For over a year now, the economy has benefited from the American Recovery and Reinvestment Act, which included fast-acting and highly effective measures that Congress should renew, such as additional unemployment insurance (UI) benefits and subsidized COBRA health insurance coverage for unemployed workers and fiscal assistance to states. The Congressional Budget Office estimates that real (inflation-adjusted) gross domestic product (GDP) was between 1.7 percent and 4.2 percent higher in the first quarter of this year than it would have been without the Recovery Act and that the number of full-time equivalent jobs was between 1.8 million and 4.1 million higher.

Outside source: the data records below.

Issue #2276, opened 2023-02-15
`boost::iterator_range` can be replaced with explicit range types


nvmkuruc:
### Description of Issue
`boost::iterator_range` is used in `prim.h` and `primData.h`.

The typedefs, functions, and methods which use in `primData.h` are all private, unused, and be removed.

`UsdPrim{SiblingRange,SubtreeRange}` already have a skeleton interface for doxygen. Fleshing this out will allow for the removal of `iterator_range` as a core dependency.

This issue addresses usage in the core only and does not address the usage in `examples`.

### Steps to Reproduce
N/A

### System Information (OS, Hardware)
N/A

### Package Versions
N/A

### Build Flags
N/A

nvmkuruc:
I have a fix.

tallytalwar:
Filed as internal issue #USD-8014

nvmkuruc:
Closing as this was addressed last year.

PR #2280, opened 2023-02-15
Replace `boost::iterator_range` usage for ranges of `UsdPrim`s

nvmkuruc:
### Description of Change(s)
Depends on #2235
- Implement `UsdPrim{Sibling,Subtree}Range` using the existing doxygen stubs
- Relocate class declarations to after their corresponding iterator declarations
- Make templated constructor and operators explicit
- Add `cbegin` and `cend` methods
- Remove unused references to `boost::iterator_range` in `pxr/usd/usd/primData.h`
- Add test coverage for equality operators of `UsdPrimSubtreeRange` to `testUsdPrimGetDescendants`

### Fixes Issue(s)
- #2276 

### DIFF
--- a/pxr/usd/usd/prim.h
+++ b/pxr/usd/usd/prim.h
@@ -43,8 +43,7 @@
 
 #include "pxr/usd/sdf/path.h"
 
-#include <boost/range/iterator_range.hpp>
-
+#include <iterator>
 #include <string>
 #include <type_traits>
 #include <vector>
@@ -72,10 +71,10 @@ class UsdVariantSet;
 class SdfPayload;
 
 class UsdPrimSiblingIterator;
-typedef boost::iterator_range<UsdPrimSiblingIterator> UsdPrimSiblingRange;
+class UsdPrimSiblingRange;
 
 class UsdPrimSubtreeIterator;
-typedef boost::iterator_range<UsdPrimSubtreeIterator> UsdPrimSubtreeRange;
+class UsdPrimSubtreeRange;
 
 /// \class UsdPrim
 ///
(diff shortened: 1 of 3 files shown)


tallytalwar:
Filed as internal issue #USD-8018

pxr/usd/usd/prim.h
```diff
@@ -2379,8 +2312,138 @@ class UsdPrimSiblingIterator {
...
+    UsdPrimSiblingRange(const UsdPrimSiblingRange&) = default;
+    UsdPrimSiblingRange(UsdPrimSiblingRange&&) = default;
+    UsdPrimSiblingRange& operator=(const UsdPrimSiblingRange&) = default;
+    UsdPrimSiblingRange& operator=(UsdPrimSiblingRange&&) = default;
+
+    /// Construct with a pair of iterators.
+    UsdPrimSiblingRange(UsdPrimSiblingIterator begin,
+                        UsdPrimSiblingIterator end) : _begin(begin),
+                                                      _end(end) {}
+
```
crevilla, line 2338: I'm assuming these templated constructors and assignment operators are to perfectly match what boost::iterator_range provides?
I feel like these are overkill given that I would never expect anyone to construct a sibling range without calling the Get*Children functions that return them (and it would be honestly dangerous to do so since sibling iteration is a proxy). How do you feel about just leaving these out?

pxr/usd/usd/prim.h
```diff
@@ -2379,8 +2312,138 @@ class UsdPrimSiblingIterator {
...
+    /// Const iterator type.
+    typedef UsdPrimSiblingIterator const_iterator;
+    /// Iterator difference type.
+    typedef std::ptrdiff_t difference_type;
+    /// Iterator value_type.
+    typedef iterator::value_type value_type;
+    /// Iterator reference_type.
+    typedef iterator::reference reference;
+
+    UsdPrimSiblingRange() = default;
```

It may have been hard for policymakers to see that the Recovery Act was working (in keeping things from being much worse) while the economy was still losing jobs through much of 2009. Now, by renewing UI/COBRA and state fiscal relief, Congress has the opportunity to see positive results by making the recovery stronger, with faster growth and job creation. Lawmakers got off to a bad start last week, when the House failed to include state fiscal relief and COBRA in the jobs bill that it passed. It’s now up to the Senate, which passed a better bill than the current House version in March, to get the process of enacting an adequate jobs bill back on track.
About the May Jobs Report
While there are increasing signs that the long deterioration in the labor market is over, there continue to be many more people looking for work than there are new jobs being created and the unemployment rate remains disturbingly high.
- Private and government payrolls rose by 431,000 jobs in May, with 411,000 of those jobs coming from temporary government hiring for the decennial census. Private-sector payrolls rose by 41,000 jobs. State and local payrolls shrank by 15,000 and 7,000 jobs, respectively. There are 7.4 million jobs on nonfarm payrolls than there were when the recession began in December 2007 and 8.0 million fewer jobs on private payrolls.

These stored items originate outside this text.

PR #2288, opened 2023-02-17
[usdviewq] Hide render frame when --norender is set

asluk:
Strawman PR to hide render frame with --norender is set; happy to move this logic somewhere earlier in the function if desired and also avoid populating hidden UI contents...


sunyab:
Filed as internal issue #USD-8025

spiffmon:
Oh wow, thanks for catching that, @asluk !  That's a regression from the work to make the cool new render view toolbar.  I found a better change that also corrects errors that spew when you drag the splitter in `--norender` mode, but will still do the checkin against this PR!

- The unemployment rate dropped back to 9.7 percent in May, the rate it has been for most of this year. The number of unemployed fell but that decline was largely accounted for by people leaving the labor force rather than an increase in the number of people with jobs.
- The encouraging rise in labor force participation this year experienced a temporary setback in May as more people left the labor force than entered it. Still, the labor force participation rate (the percentage of people with a job or actively looking for a job) is 0.4 percentage points higher than it was in December of last year.
- The number of people with a job (which is estimated from a different survey from the one used to estimate payroll employment) fell slightly in May. As a result, the percentage of the population with a job edged down to 58.7 percent. That is still 0.5 percentage points higher than in December. Nevertheless, both the labor force participation rate and the percentage of the population with a job remain near lows that were last seen in the 1980s.
- The Labor Department’s most comprehensive alternative unemployment rate measure — which includes people who want to work but are discouraged from looking and people working part time because they can’t find full-time jobs — moved down to 16.6 percent in May. While that figure is below the peak of 17.4 percent reached in October 2009, it is still quite high.
- Long-term unemployment remains a significant concern. Over two-fifths (46.0 percent) of the 15.0 million people who are unemployed — 6.8 million people — have been looking for work for 27 weeks or longer. That is the highest percentage on record in data going back to 1948. These long-term unemployed represent 4.4 percent of the labor force, a higher percentage than at any point in the past six decades (the next highest was 2.6 percent in June 1983).